A Clean Environment through N-VIRO

A city stroll or a downtown walk often leads to an unexpected grasp of mundane implications and glamorous accomplishments. When I see the splendour of human activity and technology pace, I get dissuaded by the amount of resultant waste that flow beneath the imposing façade of progress. When I look around to enjoy the beauty that the world offers, the weight of my eyelids pulls down my stare to some slush in the canal and my rhinitis draws the stench of garbage towards my nostrils. It’s the price of progress.

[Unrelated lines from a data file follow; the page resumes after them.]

PR #6679, opened 2025-06-03
revset: optimize heads of a range with filters

### LINKED ISSUE #6656: Pathological performance for `heads(::@ & ~empty())`

scott2000:
Resolves #6656. Suggested by @yuja.

Currently, evaluating an expression like `heads(::@ ~ empty())` requires iterating over all commits in `::@` and checking the predicate against each commit, which can be very slow. This PR implements an optimization to convert expressions to the form `heads(x..y & filter)` when it is possible to do so efficiently. Expressions of this form can be evaluated using a specialized algorithm which terminates iteration early without checking all commits.

```
revsets/heads(author(peff))     97.248% improvement
revsets/heads(::v2.40.0)        98.467% improvement
```

# Checklist

If applicable:

### DIFF
--- a/lib/src/default_index/composite.rs
+++ b/lib/src/default_index/composite.rs
@@ -404,6 +404,38 @@ impl CompositeIndex {
         heads
     }
 
+    /// Find the heads of a range of positions `roots..heads`, applying a filter
+    /// to the commits in the range. The heads are sorted in descending order.
+    /// The filter will also be called in descending index position order.
+    pub fn heads_from_range_and_filter<E>(
+        &self,
+        roots: Vec<IndexPosition>,
+        heads: Vec<IndexPosition>,
+        mut filter: impl FnMut(IndexPosition) -> Result<bool, E>,
+    ) -> Result<Vec<IndexPosition>, E> {
+        if heads.is_empty() {
+            return Ok(heads);
+        }
+        let mut wanted_queue = BinaryHeap::from(heads);
+        let mut unwanted_queue = BinaryHeap::from(roots);
+        let mut found_heads = Vec::new();
+        while let Some(&pos) = wanted_queue.peek() {
+            if shift_to_parents_until(&mut unwanted_queue, self, pos) {
+                dedup_pop(&mut wanted_queue);
+                continue;
+            }
+            let entry = self.entry_by_pos(pos);
+            if filter(pos)? {
+                dedup_pop(&mut wanted_queue);
+                unwanted_queue.extend(entry.parent_positions());
+                found_heads.push(pos);
+            } else {
+                shift_to_parents(&mut wanted_queue, &entry);
+            }
+        }
+        Ok(found_heads)
+    }
+
     pub(super) fn evaluate_revset(
         &self,
         expression: &ResolvedExpression,
@@ -579,6 +611,22 @@ pub struct IndexStats {
     pub num_heads: u32,
     pub num_changes: u32,
     pub levels: Vec<IndexLevelStats>,
+}
+
+/// Repeatedly `shift_to_parents` until reaching a target position. Returns true
+/// if the target position matched a position in the queue.
+fn shift_to_parents_until(
+    queue: &mut BinaryHeap<IndexPosition>,
+    index: &CompositeIndex,
+    target_pos: IndexPosition,
+) -> bool {
+    while let Some(&pos) = queue.peek().filter(|&&pos| pos >= target_pos) {
+        shift_to_parents(queue, &index.entry_by_pos(pos));
+        if pos == target_pos {
+            return true;
+        }
+    }
+    false
 }
 
 /// Removes an entry from the queue and replace it with its parents.
--- a/lib/src/default_index/mod.rs
+++ b/lib/src/default_index/mod.rs
@@ -46,6 +46,8 @@ pub use self::store::DefaultIndexStoreInitError;
 
 #[cfg(test)]
 mod tests {
+    use std::cmp::Reverse;
+    use std::convert::Infallible;
     use std::sync::Arc;
 
     use itertools::Itertools as _;
@@ -1225,6 +1227,103 @@ mod tests {
         assert_eq!(
             index.all_heads_for_gc().unwrap().collect_vec(),
             vec![id_3.clone(), id_5.clone()]
+        );
+    }
+
+    #[test]
+    fn test_heads_range_with_filter() {
+        let mut new_change_id = change_id_generator();
+        let mut index = DefaultMutableIndex::full(3, 16);
+        // 5
+        // |\
+        // 4 | 3
+        // | |/
+        // 1 2
+        // |/
+        // 0
+        let id_0 = CommitId::from_hex("000000");
+        let id_1 = CommitId::from_hex("111111");
+        let id_2 = CommitId::from_hex("222222");
+        let id_3 = CommitId::from_hex("333333");
+        let id_4 = CommitId::from_hex("444444");
+        let id_5 = CommitId::from_hex("555555");
+        index.add_commit_data(id_0.clone(), new_change_id(), &[]);
+        index.add_commit_data(id_1.clone(), new_change_id(), &[id_0.clone()]);
+        index.add_commit_data(id_2.clone(), new_change_id(), &[id_0.clone()]);
+        index.add_commit_data(id_3.clone(), new_change_id(), &[id_2.clone()]);
+        index.add_commit_data(id_4.clone(), new_change_id(), &[id_1.clone()]);
+        index.add_commit_data(id_5.clone(), new_change_id(), &[id_4.clone(), id_2.clone()]);
+
+        // Helper function to convert commit IDs to/from index positions and call
+        // `heads_from_range_and_filter`.
+        let heads_range = |roots: &[&CommitId],
+                           heads: &[&CommitId],
+                           filter: &dyn Fn(CommitId) -> bool|
+         -> Vec<CommitId> {
+            let roots = roots
+                .iter()
+                .map(|id| index.as_composite().commit_id_to_pos(id).unwrap())
+                .sorted_by_key(|&pos| Reverse(pos))
+                .collect_vec();
+            let heads = heads
+                .iter()
+                .map(|id| index.as_composite().commit_id_to_pos(id).unwrap())
+                .sorted_by_key(|&pos| Reverse(pos))
+                .collect_vec();
+            index
+                .as_composite()
+                .heads_from_range_and_filter::<Infallible>(roots, heads, |pos| {
+                    Ok(filter(index.as_composite().entry_by_pos(pos).commit_id()))
+                })
+                .unwrap()
+                .into_iter()
+                .map(|pos| index.as_composite().entry_by_pos(pos).commit_id())
+                .collect_vec()
+        };
+
+        // heads(::none())
+        assert!(heads_range(&[], &[], &|_| true).is_empty());
+        // heads(all())
+        assert_eq!(
+            heads_range(&[], &[&id_5, &id_3], &|_| true),
+            vec![id_5.clone(), id_3.clone()]
+        );
+        // heads(~5)
+        assert_eq!(
+            heads_range(&[], &[&id_5, &id_3], &|id| id != id_5),
+            vec![id_4.clone(), id_3.clone()]
+        );
+        // heads(5..)
+        assert_eq!(
+            heads_range(&[&id_5], &[&id_5, &id_3], &|_| true),
+            vec![id_3.clone()]
+        );
+        // heads(5.. ~ 3)
+        assert!(heads_range(&[&id_5], &[&id_5, &id_3], &|id| id != id_3).is_empty());
+        // heads(2..4)
+        assert_eq!(
+            heads_range(&[&id_2], &[&id_4], &|_| true),
+            vec![id_4.clone()]
+        );
+        // heads(2..4 ~ 4)
+        assert_eq!(
+            heads_range(&[&id_2], &[&id_4], &|id| id != id_4),
+            vec![id_1.clone()]
+        );
+        // heads((3 | 1).. ~ 5)
+        assert_eq!(
+            heads_range(&[&id_3, &id_1], &[&id_5, &id_3], &|id| id != id_5),
+            vec![id_4.clone()]
+        );
+        // heads(::(5 | 4) ~ 5)
+        assert_eq!(
+            heads_range(&[], &[&id_5, &id_4], &|id| id != id_5),
+            vec![id_4.clone(), id_2.clone()]
+        );
+        // heads(::(5 | 5))
+        assert_eq!(
+            heads_range(&[], &[&id_5, &id_5], &|_| true),
+            vec![id_5.clone()]
         );
     }
 }
--- a/lib/src/default_index/revset_engine.rs
+++ b/lib/src/default_index/revset_engine.rs
@@ -19,6 +19,7 @@ use std::cmp::Ordering;
 use std::cmp::Reverse;
 use std::collections::BinaryHeap;
 use std::collections::HashSet;
+use std::convert::Infallible;
 use std::fmt;
 use std::iter;
 use std::ops::Range;
@@ -935,6 +936,39 @@ impl EvaluationContext<'_> {
                 let candidate_set = self.evaluate(candidates)?;
                 let positions =
                     index.heads_pos(candidate_set.positions().attach(index).try_collect()?);
+                Ok(Box::new(EagerRevset { positions }))
+            }
+            ResolvedExpression::HeadsRange {
+                roots,
+                heads,
+                filter,
+            } => {
+                let root_set = self.evaluate(roots)?;
+                let root_positions: Vec<_> = root_set.positions().attach(index).try_collect()?;
+                // Pre-filter heads so queries like 'immutable_heads()..' can
+                // terminate early. immutable_heads() usually includes some
+                // visible heads, which can be trivially rejected.
+                let head_set = self.evaluate(heads)?;
+                let head_positions = difference_by(
+                    head_set.positions(),
+                    EagerRevWalk::new(root_positions.iter().copied().map(Ok)),
+                    |pos1, pos2| pos1.cmp(pos2).reverse(),
+                )
+                .attach(index)
+                .try_collect()?;
+                let positions = if let Some(filter) = filter {
+                    let mut filter = self.evaluate_predicate(filter)?.to_predicate_fn();
+                    index.heads_from_range_and_filter(root_positions, head_positions, |pos| {
+                        filter(index, pos)
+                    })?
+                } else {
+                    let Ok(positions) = index.heads_from_range_and_filter::<Infallible>(
+                        root_positions,
+                        head_positions,
+                        |_| Ok(true),
+                    );
+                    positions
+                };
                 Ok(Box::new(EagerRevset { positions }))
             }
             ResolvedExpression::Roots(candidates) => {
--- a/lib/src/revset.rs
+++ b/lib/src/revset.rs
@@ -260,6 +260,13 @@ pub enum RevsetExpression<St: ExpressionState> {
         domain: Rc<Self>,
     },
     Heads(Rc<Self>),
+    /// Heads of the set of commits which are ancestors of `heads` but are not
+    /// ancestors of `roots`, and which also are contained in `filter`.
+    HeadsRange {
+        roots: Rc<Self>,
+        heads: Rc<Self>,
+        filter: Rc<Self>,
+    },
     Roots(Rc<Self>),
     ForkPoint(Rc<Self>),
     Latest {
@@ -620,6 +627,13 @@ pub enum ResolvedExpression {
         domain: Box<Self>,
     },
     Heads(Box<Self>),
+    /// Heads of the set of commits which are ancestors of `heads` but are not
+    /// ancestors of `roots`, and which also are contained in `filter`.
+    HeadsRange {
+        roots: Box<Self>,
+        heads: Box<Self>,
+        filter: Option<ResolvedPredicateExpression>,
+    },
     Roots(Box<Self>),
     ForkPoint(Box<Self>),
     Latest {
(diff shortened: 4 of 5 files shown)


lib/src/revset.rs
```diff
@@ -2315,7 +2363,16 @@ impl VisibilityResolutionContext<'_> {
                 domain: self.resolve(domain).into(),
             },
             RevsetExpression::Heads(candidates) => {
-                ResolvedExpression::Heads(self.resolve(candidates).into())
+                let candidates = self.resolve(candidates);
+                if let Some((roots, heads, predicates)) = candidates.to_range_and_predicates() {
+                    ResolvedExpression::HeadsRange {
```
scott2000: I added this here instead of in `optimize()` because it was easier to construct based on a `ResolvedExpression` than based on a `RevsetExpression`, and it looks like `FilterWithin` does something similar here already. If this isn't the most appropriate place to add it, I can move it somewhere else though.

lib/src/default_index/composite.rs
```diff
@@ -420,6 +422,41 @@ impl CompositeIndex {
...
+        if heads.is_empty() {
+            return Ok(BTreeSet::new());
+        }
+        let min_pos = roots
+            .first()
+            .map_or(IndexPosition::MIN, |&IndexPosition(pos)| {
+                // The minimum root index position should be excluded from the range.
+                IndexPosition(pos + 1)
+            });
+        let mut wanted_queue = RevWalkQueue::with_min_pos(min_pos);
```
scott2000: I'm not sure if this is the right way to do this or if I should be using a plain `BinaryHeap<IndexPosition>` instead. `RevWalkQueue` seems convenient, but I had to make `flush_queue_until` visible in order to use it easily.

lib/src/revset.rs
yuja: `optimize()` might be easier to test, but I don't have strong feeling about that. Another possible reason to do that in `optimize()` is that we can ignore `Range { .. }`.

lib/src/default_index/composite.rs
yuja: I think `roots` can be moved to intersection of negated ancestors (when rewriting the expression.) Suppose `heads()` will terminate early (compared to `ancestors()`), there should be no reason to evaluate `~ancestors(roots)` within the same loop.

scott2000: Yeah, I had considered that. The reason I was thinking `roots` would be good to include here is that if the filter returns false for all commits, then `heads()` won't terminate early. For instance, someone might use a revset like `heads(immutable_heads()..@ ~ empty())` to find the latest non-empty mutable commit, but then if there are no non-empty commits in `immutable_heads()..@`, it would iterate over all of `::@` unnecessarily unless we include `roots` here. So since we already need both queues here anyway, I was thinking that it would be better to just include `roots`.

lib/src/revset.rs
scott2000: > Another possible reason to do that in `optimize()` is that we can ignore `Range { .. }`.

I'm not sure I understand this. Do you mean that we shouldn't handle `heads(x..y)`?

lib/src/default_index/composite.rs
yuja: Hm, true.

Feel free to move helper function to e.g. `rev_walk_queue`, add `heads_from_range_and_filter` to `rev_walk`, or use std `BinaryHeap`. I think the std `BinaryHeap` would perform better, but I don't know if that would matter.

lib/src/revset.rs
yuja: `x..y` is decomposed to `::x & ~::y` during `optimize()` passes.

I think it's easier to do tree transformation as `RevsetExpression` since there are helper functions for that.

scott2000:
I think this should be ready for review now. I moved the optimization to the `optimize()` function, and I added tests.

lib/src/default_index/mod.rs
```diff
@@ -1227,4 +1229,91 @@ mod tests {
...
+        assert_eq!(
+            heads_range(&[&id_2], &[&id_4], &|id| id != id_4),
+            vec![id_1.clone()]
+        );
+        // heads((id_3 | id_1).. ~ id_5)
+        assert_eq!(
+            heads_range(&[&id_3, &id_1], &[&id_5, &id_3], &|id| id != id_5),
+            vec![id_4.clone()]
+        );
+    }
```
yuja, line 1328: nit: can you add some tests having duplicates or duplicates filtered out by predicate? something like: `heads(::(5|4) ~ 5)`, `heads(::(5|5))`.

lib/src/default_index/revset_engine.rs
```diff
@@ -937,6 +937,42 @@ impl EvaluationContext<'_> {
...
+                    .positions()
+                    .attach(index)
+                    .try_collect()?;
+                let head_positions: Vec<_> = difference_by(
+                    self.evaluate(heads)?.positions(),
+                    EagerRevWalk::new(root_positions.iter().copied().map(Ok)),
+                    |pos1, pos2| pos1.cmp(pos2).reverse(),
+                )
+                .attach(index)
+                .try_collect()?;
```
yuja: nit: is this for optimization? can you copy the comment from `Range` handling?

lib/src/revset.rs
```diff
@@ -260,6 +260,13 @@ pub enum RevsetExpression<St: ExpressionState> {
         domain: Rc<Self>,
     },
     Heads(Rc<Self>),
+    /// Heads of the set of commits which are ancestors of `heads` and also
+    /// satisfy all of `predicates`, but are not ancestors of `roots`.
+    HeadsRange {
+        roots: Rc<Self>,
+        heads: Rc<Self>,
+        predicates: Vec<Rc<Self>>,
```
yuja: Just `predicate: Rc<Self>`?

lib/src/revset.rs
```diff
@@ -632,6 +639,13 @@ pub enum ResolvedExpression {
         domain: Box<Self>,
     },
     Heads(Box<Self>),
+    /// Heads of the set of commits which are ancestors of `heads` and also
+    /// satisfy all of `predicates`, but are not ancestors of `roots`.
+    HeadsRange {
+        roots: Box<Self>,
+        heads: Box<Self>,
+        predicates: Vec<ResolvedPredicateExpression>,
```
yuja: Same here, `Box<_>`. It might also be better to use `Box<Self>` so the backend can evaluate it as a set if that makes sense.

lib/src/revset.rs
```diff
@@ -1775,6 +1848,98 @@ fn fold_generation<St: ExpressionState>(
...
+                if matches!(
+                    expression2.as_ref(),
+                    RevsetExpression::Filter(_) | RevsetExpression::AsFilter(_)
+                ) =>
+            {
+                to_filtered_range(expression1).map(|mut filtered_range| {
+                    filtered_range.predicates.push(expression2.clone());
+                    filtered_range
+                })
+            }
```
yuja: I think we can move `ancestors(_)` and `not(ancestors(_))` expressions up (or left) recursively in a similar way to `internalize_filter()`. Then we can peek the leftmost expression at `heads(_)`?

BTW, silly expressions like `heads(all())`, `heads(::x)` can also be transformed.

lib/src/revset.rs
```diff
@@ -1785,7 +1950,8 @@ pub fn optimize<St: ExpressionState>(
     let expression = fold_generation(&expression).unwrap_or(expression);
     let expression = internalize_filter(&expression).unwrap_or(expression);
     let expression = fold_difference(&expression).unwrap_or(expression);
```
yuja, line 2058: it's probably better to insert `fold_heads_range()` between `internalize_filter()` and `fold_difference()`. Then, we wouldn't have to deal with composite expression nodes.

lib/src/revset.rs
```diff
@@ -4292,6 +4471,131 @@ mod tests {
...
+
+        // Heads of basic range operators can be folded
+        insta::assert_debug_snapshot!(optimize(parse("heads(::)").unwrap()), @r"
+        HeadsRange {
+            roots: None,
+            heads: VisibleHeads,
+            predicates: [],
+        }
+        ");
+        insta::assert_debug_snapshot!(optimize(parse("heads(::foo)").unwrap()), @r#"
```
yuja, line 4838: nit: can you add test for `heads(::foo-)`? `::foo-` will be transformed to `ancestors(foo, depth=1..)`.

yuja (commented):
Generally looks good to me, thanks.

lib/src/revset.rs
scott2000: > I think we can move `ancestors(_)` and `not(ancestors(_))` expressions up (or left) recursively in a similar way to `internalize_filter()`. Then we can peek the leftmost expression at `heads(_)`?

Ohh I see, yeah that seems simpler, thanks! Would it also be acceptable to transform expressions like `::foo & ::bar` to something like this?

```rust
HeadsRange {
  roots: None,
  heads: CommitRef("foo"),
  predicate: Ancestors(CommitRef("bar")),
}
```

Currently, I was only transforming intersections where the RHS was a filter or a negation, but it might be simpler to just transform everything.

yuja: > to transform expressions like `::foo & ::bar` to something like this?
> 
> ```rust
> HeadsRange {
>   roots: None,
>   heads: CommitRef("foo"),
>   predicate: Ancestors(CommitRef("bar")),
> }
> ```

Yeah, that sounds like a good idea.

lib/src/revset.rs
scott2000: Would it be okay to add `ResolvedPredicateExpression::Intersection` for this? There's already `Union` it looks like, so it seems consistent. Because otherwise, I think `f1 & f2` would need to be represented as `Set(FilterWithin(FilterWithin(all(), f1), f2))` or `Set(Intersection(FilterWithin(all(), f1), FilterWithin(all(), f2)))`, both of which would be unnecessarily inefficient.

lib/src/revset.rs
scott2000: How should I represent no predicate then? Maybe I can use `RevsetExpression::All` here, and then make the backend expression have predicate be `Option<ResolvedPredicateExpression>` (with `All` mapping to `None`)?

Alternatively, I guess I could add a `ResolvedPredicateExpression::True`, but that would be difficult to handle in `revset_engine` currently I think?

lib/src/revset.rs
yuja: Can't we simply use `ResolvedExpression::Intersection`? Filters should be pushed down, so `set & f1 & f2` would be represented as `filter_within(filter_within(set, f1), f2)`, which is equivalent to `p(x) = (set(x) & f1(x)) & f2(x)`.

scott2000: How would `heads(::x & f1 & f2)` be represented? It seems inefficient to duplicate `::x` when it will never affect the filter. Like I think it would look like this:

```rust
HeadsRange {
    roots: None,
    heads: x,
    filter: FilterWithin {
        candidates: FilterWithin {
            candidates: Ancestors(x),
            predicate: f1,
        },
        predicate: f2,
    },
}
```

Which would require evaluating `::x` twice.

lib/src/revset.rs
yuja: Simply use `RevsetExpression::All` and transform it to `resolve_all()`?

BTW, if `predicate == all()`, I don't think we should emit `HeadsRange`. `heads(::y)` is equivalent to `heads(y)`, and `heads(x..y)` can be represented as `heads_range(none(), y, ~::x)`?

scott2000: I think `heads_range(none(), y, ~::x)` might be less efficient than `heads_range(x, y, all())` actually, because it couldn't stop iterating early (e.g. if `x..y` is empty). It would also make the logic more complicated to add a special case for this I think.

At that point, it would probably be better to just do `heads_ancestors(heads, filter)` and accept the performance hit when no commits match the filter and we need to iterate over the entire `ancestors(heads)`.

lib/src/revset.rs
yuja: > `heads(::x & f1 & f2)`

```rust
HeadsRange {
    roots: None,
    heads: x,
    filter: FilterWithin {
        candidates: FilterWithin {
            candidates: All,
            predicate: f1,
        },
        predicate: f2,
    },
}
```
?

Oh, btw, I think there are some TODO around optimizing the filter version of `All` out.

lib/src/revset.rs
yuja: I don't have strong feeling about that. `heads_ancestors(heads, filter)` seems also good. However, the complexity to support `heads_range(roots, heads, filter)` wouldn't be that high, I think?

lib/src/revset.rs
scott2000: Yeah, I suppose that would work then, and the TODO could be addressed later. Thanks!

lib/src/revset.rs
scott2000: > I think we can move `ancestors(_)` and `not(ancestors(_))` expressions up (or left) recursively in a similar way to `internalize_filter()`. Then we can peek the leftmost expression at `heads(_)`?

I attempted to do this, but I'm not sure this is what you had in mind. I split it into 3 passes:
1. Flatten intersections to be left-recursive to make other optimizations easier.
2. Push `ancestors(_)` and `~ancestors(_)` down/left in intersections.
3. Optimize `heads()` to `heads_range()` when the leftmost expression in the intersection matches a certain pattern.

Changes 1 and 2 also required some additional modifications to `fold_difference` to preserve its optimizations, since they changed where some negated ancestors are and how they're grouped.

lib/src/revset.rs
```diff
@@ -1536,6 +1536,52 @@ fn flatten_intersections<St: ExpressionState>(
...
+    }
+
+    fn should_swap<St: ExpressionState>(
+        expression1: &Rc<RevsetExpression<St>>,
+        expression2: &Rc<RevsetExpression<St>>,
+    ) -> bool {
+        !is_ancestors(expression1) && is_ancestors(expression2)
+    }
+
+    fn intersect_ancestors_down<St: ExpressionState>(
```
scott2000: If this approach is okay, maybe I could extract this as a helper function `sort_intersection(expression1, expression2, should_swap)` and use it both for `push_ancestors_down()` and `internalize_filter()`?

lib/src/revset.rs
```diff
@@ -3760,32 +3807,35 @@ mod tests {
         )
         "#);
 
-        // Negated ancestors are combined into differences when possible.
+        // TODO: We shouldn't need a range with `visible_heads()`, since it was
+        // originally a difference.
         insta::assert_debug_snapshot!(optimize(parse("roots(a) ~ ::c ~ ::d").unwrap()), @r#"
```
yuja: nit: this problem can be triggered by `~::c & ~::d & roots(a)`, and can be fixed separately.

It might also make sense to add pass to transform `~::c & ~::d` to `~::(c|d)` (or `~::c & ~::d -> ~(::c | ::d) -> ~(::(c|d))`), then the earlier bad example `a..b & c..d` could be translated to `(a|c)..b & ::d` or something. The latter would be as good as the original expression, but a fewer adhoc rule, the better.

lib/src/revset.rs
yuja: I didn't have a concrete idea, but your implementation looks generally good to me, thanks.

lib/src/revset.rs
yuja: > Would it be okay to add `ResolvedPredicateExpression::Intersection` for this?

While it's true that we can use `Box<Self>` (i.e. `ResolvedExpression::Intersection`) here, you're probably right. Since we have rule to combine `f1() & f2() | f3()` into a single filter node, it makes sense to translate it to a single backend filter expression. Going back to a set intersection is just silly.

scott2000: Sounds good, thanks!

lib/src/revset.rs
```diff
@@ -1583,6 +1583,41 @@ fn sort_intersection<St: ExpressionState>(
...
+                )
+            }
+            _ => false,
+        }
+    }
+
+    transform_expression_bottom_up(expression, |expression| match expression.as_ref() {
+        RevsetExpression::Intersection(expression1, expression2) => {
+            sort_intersection(expression1, expression2, |a, b| {
+                !is_ancestors(a) && is_ancestors(b)
```
scott2000: I was also considering moving all negative ancestors to the start of the intersection, so that they can be combined by `fold_negations_and_ancestors`. For instance:

```
    ~::a & b..c
==> ~::a & ::c & ~::b
==> ~::a & ~::b & ::c
==> ~::(a | b) & ::c
==> (a | b)..c
```

This could also make the code for `fold_heads_range` simpler, since it would only need to set the roots based on the first expression in the intersection (currently it starts with `none()` and then adds roots as it encounters them).

Do you think this would be a good idea, or is it better to keep `push_ancestors_down` simple?

---

Also, currently this would lead to `::visible_heads()` being included unnecessarily in some cases (but #6721 would fix this):

```
    a..b & c..
==> ::b & ~::a & ::visible_heads() & ~::c
==> ~::a & ~::c & ::b & ::visible_heads()
==> ~::(a | c) & ::b & ::visible_heads()
==> (a | c)..b & ::visible_heads()
```

lib/src/revset.rs
scott2000: I changed it to use `filter: ResolvedPredicateExpression` in `ResolvedExpression::HeadsRange`, but I left it as `filter: Rc<Self>` in `RevsetExpression::HeadsRange`. I think once #6720 gets merged, this would result in pretty optimal evaluation for intersections of filters.

Let me know if you think I should change it back to `Box<Self>`.

scott2000:
@yuja I think this should be ready to review again, but it's a pretty big PR now. Do you think I should split it into smaller PRs, or do you think it's fine as-is?

yuja:
I think the first three patches can be extracted to a separate PR, but I don't feel strongly. (I don't think this PR is too big to review. I just mean some of them can be merged even if the last patch required some churn.)

lib/src/default_index/revset_engine.rs
```diff
@@ -937,6 +937,39 @@ impl EvaluationContext<'_> {
...
+                    .transpose()?
+                    .map(|filter| filter.to_predicate_fn());
+                let positions =
+                    index.heads_from_range_and_filter(root_positions, head_positions, |pos| {
+                        if let Some(filter) = &mut filter {
+                            filter(index, pos)
+                        } else {
+                            Ok(true)
+                        }
+                    })?;
```
yuja: `filter` can be tested out of the loop.

```rust
if let Some(filter) = filter {
    let mut filter = self.evaluate_predicate(filter)?...;
    index.heads_from_range_and_filter(...)?
} else {
    let Ok(positions) = index.heads_from_range_and_filter::<Infallible>(...)?;
    positions
};
```

lib/src/revset.rs
```diff
@@ -1744,6 +1790,101 @@ fn fold_ancestors_union<St: ExpressionState>(
...
+        fn add(mut self, expression: &Rc<RevsetExpression<St>>) -> Self {
+            if self.heads.is_none() {
+                // x.. & ::y -> x..y
+                if let Ok(heads) = ancestors_to_heads(expression) {
+                    self.heads = Some(heads);
+                    return self;
+                }
+            }
+
+            if let RevsetExpression::All = self.filter.as_ref() {
```
yuja, line 1829: nit: I slightly prefer splitting this function here, and call `.add_filter()` where `expression` is obviously not `::heads`.

lib/src/revset.rs
```diff
@@ -1744,6 +1790,101 @@ fn fold_ancestors_union<St: ExpressionState>(
...
+                    // If the first expression is a non-ancestors negation, we still want to use
+                    // `HeadsRange` since `~x` is equivalent to `::visible_heads() ~ x`.
+                    Some(FilteredRange::new(RevsetExpression::none()).add(expression))
+                }
+            }
+            // Otherwise, we only want to optimize `heads()` if the first expression in the
+            // intersection is `all()`, `ancestors(x)`, or a filter.
+            RevsetExpression::All
+            | RevsetExpression::Ancestors {
+                generation: Range { end: u64::MAX, .. },
```
yuja: Can you add test for `end != u64::MAX`?

lib/src/revset.rs
```diff
@@ -4663,6 +4816,151 @@ mod tests {
...
+            heads: CommitRef(Symbol("foo")),
+            filter: All,
+        }
+        "#);
+        insta::assert_debug_snapshot!(optimize(parse("heads(..)").unwrap()), @r"
+        HeadsRange {
+            roots: None,
+            heads: VisibleHeads,
+            filter: NotIn(Root),
+        }
```
yuja, line 4852: nit: can you add comment why not `roots: Root`?

(We could add special case for `Root`, but I don't have strong feeling about that.)

lib/src/default_index/composite.rs
yuja, line 1: nit: can you add the issue number to the commit description?

yuja (approved):
Thanks for working on this!

scott2000:
@yuja Thanks for all of your help with this, I learned a lot!

lgarron:
I'm able to confirm that a local build of `main` now restores the performance issue at https://github.com/jj-vcs/jj/issues/6656#event-18150179100 from 1.65 seconds down to 0.02 seconds in my checkout! Thanks so much for implementing. 🤩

And it could really be a price indeed. What with the new technology developed by N-Viro International Corporation. Bio-organic wastes such as wastewater sludge and unwanted solids could be upcycled into alternative energy. N-Viro’s patented technologies, which has been very successfully licensed throughout US and internationally, processes wastewater biosolids using certain alkaline waste from coal combustion electric generation, cement and lime production and turn these into opportunity fuels such as biomineral agricultural and soil enrichment products with real market value, generating sales exceeding $40 million since the last quarter of 1993. By stabilizing waste thru pasteurization and complete disinfection, such leftover residuals are transformed from unsightly environmental threat to renewable energy source.

View N-Viro Video
Now, the good news is that N-Viro International Corporation is going full scale by licensing its innovative technology to municipalities and even private companies. Their safe and efficient suite of green technologies harmonize each other through a unique concept of transforming waste products into a beneficial fertilizer or ultimately creating N-Viro Fuel, the so called ‘clean coal’, a renewable alternative fuel perfectly synergistic with the coal combustion industry.